# [RECORDS FOR THE TASK]
PR #864, opened 2017-06-08
Don't throw for OnStarting or OnCompleted calls.

davidfowl:
I had to implement a ResponseFeature in SignalR that doesn't throw because we do by default. It *really* shouldn't throw.


davidfowl:
@JunTaoLuo yea the problem is tests not real apps

Issue #721, opened 2016-10-06
Implement MapRun


Tratcher:
Map and Run are a common combination. Add an extension that combines the two with MapRun.

Before:

```
            app.Map("/hello", subApp =>
            {
                subApp.Run(context =>
                {
                    return context.Response.WriteAsync("Hello world");
                });
            });
```

After:

```
            app.MapRun("/hello", context =>
            {
                 return context.Response.WriteAsync("Hello world");
            });
```

davidfowl:
There's some overlap here with routing. Also, we don't plan to build a child pipeline for this do we? That seems wasteful.

muratg:
It can be basic sugar method, no?

Tratcher:
Map has semantics about updating PathBase that I don't think would be needed here. `MatchRun` or `RunMatch` might be better. There's no need to build a sub-pipeline or update PathBase.

muratg:
cc @glennc

muratg:
cc @glennc

Tratcher:
Killed by @davidfowl

PR #869, opened 2017-06-13
Implement RunAt

Tratcher:
#721 
Intended usage: https://github.com/aspnet/Security/blob/9797d4bc5f3e54ffca3487c038044990585e278c/samples/SocialSample/Startup.cs#L214

I decided not to call it MapRun because the the mechanics are a bit different, Map adjust the PathBase.


test/Microsoft.AspNetCore.Http.Abstractions.Tests/RunExtensionsTests.cs
```diff
@@ -0,0 +1,140 @@
...
+namespace Microsoft.AspNetCore.Builder.Extensions
+{
+    public class RunExtensionsTests
+    {
+        [Fact]
+        public void Run_NullArguments_ArgumentNullException()
+        {
+            var builder = CreateBuilder();
+
+            Action nullConfiguration = () => builder.Run(null);
```
JunTaoLuo: var instead of Action? Or just place the action in the Assert.Throws statement, it's pretty clear what it's doing.

test/Microsoft.AspNetCore.Http.Abstractions.Tests/RunExtensionsTests.cs
```diff
@@ -0,0 +1,140 @@
...
+
+            Assert.Throws<ArgumentNullException>(nullConfiguration);
+        }
+
+        [Fact]
+        public void RunAt_NullArguments_ArgumentNullException()
+        {
+            var builder = CreateBuilder();
+
+            Action nullPath = () => builder.RunAt(null, _ => Task.CompletedTask);
```
JunTaoLuo: Same here.

test/Microsoft.AspNetCore.Http.Abstractions.Tests/RunExtensionsTests.cs
```diff
@@ -0,0 +1,140 @@
...
+            builder.RunAt(match, Increment("first"));
+            builder.Run(Increment("next"));
+
+            await builder.Build().Invoke(context);
+
+            Assert.Equal(0, Count(context, "first"));
+            Assert.Equal(1, Count(context, "next"));
+        }
+
+        private static HttpContext CreateContext()
```
JunTaoLuo: => new DefaultContext();

test/Microsoft.AspNetCore.Http.Abstractions.Tests/RunExtensionsTests.cs
```diff
@@ -0,0 +1,140 @@
...
+        {
+            return new DefaultHttpContext();
+        }
+
+        private static ApplicationBuilder CreateBuilder()
```
JunTaoLuo: => new ApplicationBuilder(...);

davidfowl:
Why the name RunAt?

davidfowl:
Also, why not just use routing for this? It's works much better than these methods.

Tratcher:
Run the given action for requests at the given path. RunAtPath? RunForPath? RunFor?

Routing is definitely the advanced story, but I've never needed advanced for these scenarios. Also none of the places I want this can depend on routing due to repo layering.

davidfowl:
> Routing is definitely the advanced story, but I've never needed advanced for these scenarios. Also none of the places I want this can depend on routing due to repo layering.

It's really not that advanced. Why can't security depend on routing?

Tratcher:
Current layers:
```
10: IISIntegration
11: CORS, ResponseCaching, Routing, ServerTests, Session, StaticFiles
12: Diagnostics, Localization
13: Security, WebSockets
```
Looks like Security could use Routing without chagning layering, I hadn't realized it was that low already. The rest of level 11 couldn't without adding more layers though.
e.g. https://github.com/aspnet/Session/blob/dev/samples/SessionSample/Startup.cs#L47

I tried the Security samples with Routing and it's not much of an improvement over Map + Run.
https://github.com/aspnet/Security/commit/2e7b21d6c322dd17742830ae865768aa754ea239

The same samples get a bit simpler with RunAt.
https://github.com/aspnet/Security/commit/eebe484d19b80029388f9dbd23f315b008111830?w=1

davidfowl:
I care almost nothing about the security repository layering with respect to this extension method. I have plans post 2.0 to push routing further down the stack and this IMO doesn't make sense to add.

# [PROMPT]
Set down every entry again, word for word.

# [RESULT FOR THIS EXERCISE]
PR #864, opened 2017-06-08
Don't throw for OnStarting or OnCompleted calls.

davidfowl:
I had to implement a ResponseFeature in SignalR that doesn't throw because we do by default. It *really* shouldn't throw.


davidfowl:
@JunTaoLuo yea the problem is tests not real apps

Issue #721, opened 2016-10-06
Implement MapRun


Tratcher:
Map and Run are a common combination. Add an extension that combines the two with MapRun.

Before:

```
            app.Map("/hello", subApp =>
            {
                subApp.Run(context =>
                {
                    return context.Response.WriteAsync("Hello world");
                });
            });
```

After:

```
            app.MapRun("/hello", context =>
            {
                 return context.Response.WriteAsync("Hello world");
            });
```

davidfowl:
There's some overlap here with routing. Also, we don't plan to build a child pipeline for this do we? That seems wasteful.

muratg:
It can be basic sugar method, no?

Tratcher:
Map has semantics about updating PathBase that I don't think would be needed here. `MatchRun` or `RunMatch` might be better. There's no need to build a sub-pipeline or update PathBase.

muratg:
cc @glennc

muratg:
cc @glennc

Tratcher:
Killed by @davidfowl

PR #869, opened 2017-06-13
Implement RunAt

Tratcher:
#721 
Intended usage: https://github.com/aspnet/Security/blob/9797d4bc5f3e54ffca3487c038044990585e278c/samples/SocialSample/Startup.cs#L214

I decided not to call it MapRun because the the mechanics are a bit different, Map adjust the PathBase.


test/Microsoft.AspNetCore.Http.Abstractions.Tests/RunExtensionsTests.cs
```diff
@@ -0,0 +1,140 @@
...
+namespace Microsoft.AspNetCore.Builder.Extensions
+{
+    public class RunExtensionsTests
+    {
+        [Fact]
+        public void Run_NullArguments_ArgumentNullException()
+        {
+            var builder = CreateBuilder();
+
+            Action nullConfiguration = () => builder.Run(null);
```
JunTaoLuo: var instead of Action? Or just place the action in the Assert.Throws statement, it's pretty clear what it's doing.

test/Microsoft.AspNetCore.Http.Abstractions.Tests/RunExtensionsTests.cs
```diff
@@ -0,0 +1,140 @@
...
+
+            Assert.Throws<ArgumentNullException>(nullConfiguration);
+        }
+
+        [Fact]
+        public void RunAt_NullArguments_ArgumentNullException()
+        {
+            var builder = CreateBuilder();
+
+            Action nullPath = () => builder.RunAt(null, _ => Task.CompletedTask);
```
JunTaoLuo: Same here.

test/Microsoft.AspNetCore.Http.Abstractions.Tests/RunExtensionsTests.cs
```diff
@@ -0,0 +1,140 @@
...
+            builder.RunAt(match, Increment("first"));
+            builder.Run(Increment("next"));
+
+            await builder.Build().Invoke(context);
+
+            Assert.Equal(0, Count(context, "first"));
+            Assert.Equal(1, Count(context, "next"));
+        }
+
+        private static HttpContext CreateContext()
```
JunTaoLuo: => new DefaultContext();

test/Microsoft.AspNetCore.Http.Abstractions.Tests/RunExtensionsTests.cs
```diff
@@ -0,0 +1,140 @@
...
+        {
+            return new DefaultHttpContext();
+        }
+
+        private static ApplicationBuilder CreateBuilder()
```
JunTaoLuo: => new ApplicationBuilder(...);

davidfowl:
Why the name RunAt?

davidfowl:
Also, why not just use routing for this? It's works much better than these methods.

Tratcher:
Run the given action for requests at the given path. RunAtPath? RunForPath? RunFor?

Routing is definitely the advanced story, but I've never needed advanced for these scenarios. Also none of the places I want this can depend on routing due to repo layering.

davidfowl:
> Routing is definitely the advanced story, but I've never needed advanced for these scenarios. Also none of the places I want this can depend on routing due to repo layering.

It's really not that advanced. Why can't security depend on routing?

Tratcher:
Current layers:
```
10: IISIntegration
11: CORS, ResponseCaching, Routing, ServerTests, Session, StaticFiles
12: Diagnostics, Localization
13: Security, WebSockets
```
Looks like Security could use Routing without chagning layering, I hadn't realized it was that low already. The rest of level 11 couldn't without adding more layers though.
e.g. https://github.com/aspnet/Session/blob/dev/samples/SessionSample/Startup.cs#L47

I tried the Security samples with Routing and it's not much of an improvement over Map + Run.
https://github.com/aspnet/Security/commit/2e7b21d6c322dd17742830ae865768aa754ea239

The same samples get a bit simpler with RunAt.
https://github.com/aspnet/Security/commit/eebe484d19b80029388f9dbd23f315b008111830?w=1

davidfowl:
I care almost nothing about the security repository layering with respect to this extension method. I have plans post 2.0 to push routing further down the stack and this IMO doesn't make sense to add.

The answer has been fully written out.